Vu la procédure suivante :
Procédure contentieuse antérieure :
Mme D...C...a demandé au tribunal administratif de Nantes l'annulation de la décision du 27 mars 2014 par laquelle la commission de recours contre les décisions de refus de visa d'entrée en France a rejeté son recours, formé contre la décision du 17 décembre 2013 par laquelle les autorités consulaires françaises à Abidjan (Côte d'Ivoire) ont refusé de lui délivrer un visa de long séjour en qualité d'enfant de moins de 21 ans d'un ressortissant français.
Par jugement n°1404946 du 21 juin 2016, le tribunal administratif de Nantes a annulé cette décision et enjoint au ministre de l'intérieur de lui délivrer le visa sollicité dans un délai de deux mois à compter de la notification de cette décision.
Procédure devant la cour :
Par un recours enregistré le 4 juillet 2016, le ministre de l'intérieur demande à la cour d'annuler ce jugement.
Il soutient que :
- c'est à tort que le tribunal a annulé la décision contestée au motif que le caractère frauduleux des copies intégrales d'actes de naissance produites par Mme C...n'était pas démontré ;
- le lien de filiation entre M. A...C...et Mme C...n'est pas établi.
Vu le jugement attaqué ;
Par un mémoire en défense enregistré le 23 septembre 2016, MmeC..., représentée par MeB..., conclut au rejet du recours, à ce qu'il soit enjoint au ministre de l'intérieur de lui délivrer le visa sollicité dans un délai de 8 jours à compter de l'arrêt à intervenir sous astreinte de 200 euros par jour de retard et à ce que soit mis à la charge de l'Etat le versement à son profit d'une somme de 2 000 euros en application de l'article L.761-1 du code de justice administrative.
Elle soutient que :
- les éléments soulevés par le ministre de l'intérieur ne permettent pas de démontrer le caractère frauduleux des actes officiels présentés ;
- le lien de filiation avec M. A...C...est établi.

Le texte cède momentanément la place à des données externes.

PR #165, opened 2025-05-30
 feat: switch pruna from poetry to uv

GreatBahram:
## Description
- [x] remove poetry as a dependency
- [x] use uv everywhere including github files

## Related Issue

Fixes #(issue number)

## Type of Change

## Checklist


pyproject.toml
```diff
@@ -28,10 +53,8 @@ ignore_missing_imports = true
 name = "pruna"
 version = "0.2.5"
 description = "Smash your AI models"
-authors = [
-    {name = "Pruna AI", email = "hello@pruna.ai"}
-]
-license = {text = "All Rights Reserved"}
+authors = [{ name = "Pruna AI", email = "hello@pruna.ai" }]
+license = { file = "LICENSE" }
```
GreatBahram: I wonder if this makes sense to you?

.github/workflows/documentation.yaml
```diff
@@ -18,32 +18,26 @@ jobs:
...
 
-    
     steps:
       - name: Checkout code
-        uses: actions/checkout@v3
+        uses: actions/checkout@v4
 
       - name: Set up Python
-        uses: actions/setup-python@v3
+        uses: actions/setup-python@v5
```
GreatBahram, line 26: > [!NOTE]
> These were a bit old, so I updated them. It would be nice to use `renovatebot` or `dependabot`; probably after this PR; we can work on that

pyproject.toml
johnrachwan123: makes sense :)

pyproject.toml
johnrachwan123, line 1: I was wondering why there is a lot of formatting changes here?

GreatBahram: I use this extension which auto-formats toml files [[link](https://marketplace.visualstudio.com/items?itemName=tamasfe.even-better-toml)] there is also this tool [[link](https://taplo.tamasfe.dev/cli/introduction.html)]; in case it's not good; I can undo it

GreatBahram:
It seems to me that we don't need to update any documentation files, as they are quite general and not tied specifically to poetry. What do you think?  @johnrachwan123

pyproject.toml
davidberenstein1957: @GreatBahram would you be able to undo them for clarity in the PR?

davidberenstein1957:
Hi @GreatBahram, the PR looks good. Could you change it in such a way that changes in the github files also trigger tests? Or could you create a small commit to "fake" trigger the tests, which we could revert after.

pyproject.toml
GreatBahram: Did it here
https://github.com/PrunaAI/pruna/pull/165/commits/60a8d7a4965b5fc8344fb2f024996f3c268882b3

GreatBahram:
> Hi @GreatBahram, the PR looks good. Could you change it in such a way that changes in the github files also trigger tests? Or could you create a small commit to "fake" trigger the tests, which we could revert after.

I created a placeholder file in [this commit](https://github.com/PrunaAI/pruna/pull/165/commits/2aed34e6ff55da6da0a3cd8febde3752a359c9c4); let's see if that helps. If not, we can add `workflow_dispatch:` to the workflows and trigger them manually. Let me know if you need anything else. 🌻

**Update**: It seems most of workflows run only if they're target main branch

davidberenstein1957:
Hi @GreatBahram could you resolve the merge conflicts in the pyproject.toml?

GreatBahram:
> Hi @GreatBahram could you resolve the merge conflicts in the pyproject.toml?

Working on it and before merging it let's ensure we remove this file `src/pruna/alaki.py`

GreatBahram:
Would it be possible to allow the pipeline to run without requiring manual approval? Right now, it blocks the workflow unnecessarily wdyt? I believe it would be more effective for the reviewer to see that everything works, rather than having to approve it only for the pipeline to fail later. what do you think?

@davidberenstein1957

src/pruna/alaki.py
GreatBahram, line 1: :+1:

pyproject.toml
```diff
@@ -18,121 +18,100 @@ convention = "numpy"
 [tool.ruff.lint.flake8-copyright]
 author = "- Pruna AI GmbH"
 
+[tool.uv]
+extra-index-url = ["https://prunaai.pythonanywhere.com/"]
+
```
davidberenstein1957: Why are we adding this?

pyproject.toml
```diff
@@ -18,121 +18,100 @@ convention = "numpy"
...
 stable-fast = [
-    "xformers",
-    "stable-fast-pruna",
+    "xformers==0.0.30",
+    "stable-fast-pruna==1.0.7",
 ]
-# Note: You must first install the base package with ``pip install pruna`` before installing the GPTQ extension with ``pip install pruna[gptq]``
 gptq = [
-    "gptqmodel",
+    "gptqmodel==4.0.0.dev0+cu126torch2.7",
```
davidberenstein1957: I think this need to be more general

pyproject.toml
```diff
@@ -18,121 +18,100 @@ convention = "numpy"
...
+    "llmcompressor",
+]
 
-[tool.poetry.extras]
+[project.optional-dependencies]
 stable-fast = [
-    "xformers",
-    "stable-fast-pruna",
+    "xformers==0.0.30",
+    "stable-fast-pruna==1.0.7",
```
davidberenstein1957: we don't want to pin these versions

pyproject.toml
```diff
@@ -18,121 +18,100 @@ convention = "numpy"
...
     "tokenicer",
     "threadpoolctl",
     "device-smi",
     "random-word",
 ]
 full = [
-    "xformers",
-    "stable-fast-pruna",
+    "xformers==0.0.30",
+    "stable-fast-pruna==1.0.7",
```
davidberenstein1957: same here, no version pins please

pyproject.toml
```diff
@@ -145,7 +124,7 @@ dev = [
     "numpydoc-validation",
 ]
 tests = [
-    "pytest",
+    "pytest==7.4.4",
```
davidberenstein1957: version pin

pyproject.toml
```diff
@@ -18,121 +18,100 @@ convention = "numpy"
...
-numpydoc-validation = { version = "*", optional = true }
-mypy = { version = "*", optional = true }
-types-PyYAML = { version = "*", optional = true }
-gptqmodel = { version = "==4.0.0.dev0+cu126torch2.7", optional = true , markers = "extra == 'gptq'"}
-logbar = { version = "*", optional = true, markers = "extra == 'gptq'" }
-tokenicer = { version = "*", optional = true, markers = "extra == 'gptq'" }
-threadpoolctl = { version = "*", optional = true, markers = "extra == 'gptq'" }
-device-smi = { version = "*", optional = true, markers = "extra == 'gptq'" }
-random-word = { version = "*", optional = true, markers = "extra == 'gptq'" }
+dependencies = [
```
davidberenstein1957: can you check alignment of version pins with the original here too?

davidberenstein1957:
> Would it be possible to allow the pipeline to run without requiring manual approval? Right now, it blocks the workflow unnecessarily wdyt? I believe it would be more effective for the reviewer to see that everything works, rather than having to approve it only for the pipeline to fail later. what do you think?
> 
> @davidberenstein1957

@GreatBahram, I had also asked about this when I just joined, and I agree it can be perceived as blocking, but we do this to ensure we don't use any unnecessary resources.

GreatBahram:
> > Would it be possible to allow the pipeline to run without requiring manual approval? Right now, it blocks the workflow unnecessarily wdyt? I believe it would be more effective for the reviewer to see that everything works, rather than having to approve it only for the pipeline to fail later. what do you think?
> > @davidberenstein1957
> 
> @GreatBahram, I had also asked about this when I just joined, and I agree it can be perceived as blocking, but we do this to ensure we don't use any unnecessary resources.

I appreciate your input! Personally, I don’t see this as a best practice when the pipeline cost is low. In our case, I think running it earlier would’ve reduced the back-and-forth. Unfortunately, this approach creates a long feedback loop — even after resolving conflicts and rebasing, I’m not sure that’s enough. That said, it’s your call in the end :sunflower:

davidberenstein1957:
I agree with you. Just looping in @sharpenb and @johannaSommer  to see what they think.

pyproject.toml
GreatBahram: Hi David,

It's coming from here:
https://github.com/PrunaAI/pruna/blob/01a57b2ada6b56893fda0c232584955b7b8912ed/pyproject.toml#L40-L43

It configures an additional Python package source (repository) for the project

pyproject.toml
GreatBahram: I feel there was an issue and then @johnrachwan123 pinned this to resolve the issue, but it's coming from main branch

https://github.com/PrunaAI/pruna/blob/01a57b2ada6b56893fda0c232584955b7b8912ed/pyproject.toml#L115

pyproject.toml
GreatBahram: I guess this is the difference between `poetry` and `uv`. In poetry you can define a dependency once and re-use it multiple times in different extras, in `uv` on the other hand, you gotta be specific and define it each time.

Let me explain it further; in the `poetry` configuration we have it like this:
https://github.com/PrunaAI/pruna/blob/01a57b2ada6b56893fda0c232584955b7b8912ed/pyproject.toml#L109

and then we are using it two times, in both extra cases when ask; we install  a specific version which is specified above ^:
https://github.com/PrunaAI/pruna/blob/01a57b2ada6b56893fda0c232584955b7b8912ed/pyproject.toml#L124-L128
https://github.com/PrunaAI/pruna/blob/01a57b2ada6b56893fda0c232584955b7b8912ed/pyproject.toml#L138-L141

uv distincts the main dependencies from the extras which means you need to specify the version each time you need:
https://github.com/PrunaAI/pruna/blob/60a8d7a4965b5fc8344fb2f024996f3c268882b3/pyproject.toml#L100-L103
https://github.com/PrunaAI/pruna/blob/60a8d7a4965b5fc8344fb2f024996f3c268882b3/pyproject.toml#L112-L115

pyproject.toml
GreatBahram: Same as [above](https://github.com/PrunaAI/pruna/pull/165/files#r2128162602):

https://github.com/PrunaAI/pruna/blob/01a57b2ada6b56893fda0c232584955b7b8912ed/pyproject.toml#L106

pyproject.toml
GreatBahram: save as [here](https://github.com/PrunaAI/pruna/pull/165#discussion_r2135294860)

pyproject.toml
```diff
@@ -102,7 +102,8 @@ stable-fast = [
     "stable-fast-pruna==1.0.7",
 ]
 gptq = [
-    "gptqmodel==4.0.0.dev0+cu126torch2.7",
+    "gptqmodel==4.0.0.dev0+cu126torch2.7; sys_platform != 'darwin' or platform_machine != 'arm64'",
```
GreatBahram, line 110: @davidberenstein1957 could you please double check to ensure this is correct :pray:

pyproject.toml
```diff
@@ -18,126 +18,101 @@ convention = "numpy"
...
-    "xformers",
-    "stable-fast-pruna",
+    "xformers==0.0.30",
+    "stable-fast-pruna==1.0.7",
 ]
-# Note: You must first install the base package with ``pip install pruna`` before installing the GPTQ extension with ``pip install pruna[gptq]``
 gptq = [
-    "gptqmodel",
+    "gptqmodel==4.0.0.dev0+cu126torch2.7; sys_platform != 'darwin' or platform_machine != 'arm64'",
+    "gptqmodel; sys_platform == 'darwin' and platform_machine == 'arm64'",
```
davidberenstein1957, line 111:
```suggestion
    "gptqmodel>=4.0.0; sys_platform == 'darwin' and platform_machine == 'arm64'",
```

pyproject.toml
davidberenstein1957: I belive this should do it :)

pyproject.toml
GreatBahram: Sorry I needed to undo this, as it didn't work on machine; I push the latest changes and let's what happens on the pipeline and from there we can make a better decision

GreatBahram: Here the pipeline failed [[link](https://github.com/PrunaAI/pruna/actions/runs/15566956517/job/43833250829)]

Vu les autres pièces du dossier.
Vu :
- la convention européenne de sauvegarde des droits de l'homme et des libertés fondamentales ;
- le code civil ;
- le code de l'entrée et du séjour des étrangers et du droit d'asile ;
- le code de justice administrative.
Le président de la formation de jugement a dispensé le rapporteur public, sur sa proposition, de prononcer des conclusions à l'audience.
Les parties ont été régulièrement averties du jour de l'audience.
Le rapport de M. Pons, premier conseiller, a été entendu au cours de l'audience publique.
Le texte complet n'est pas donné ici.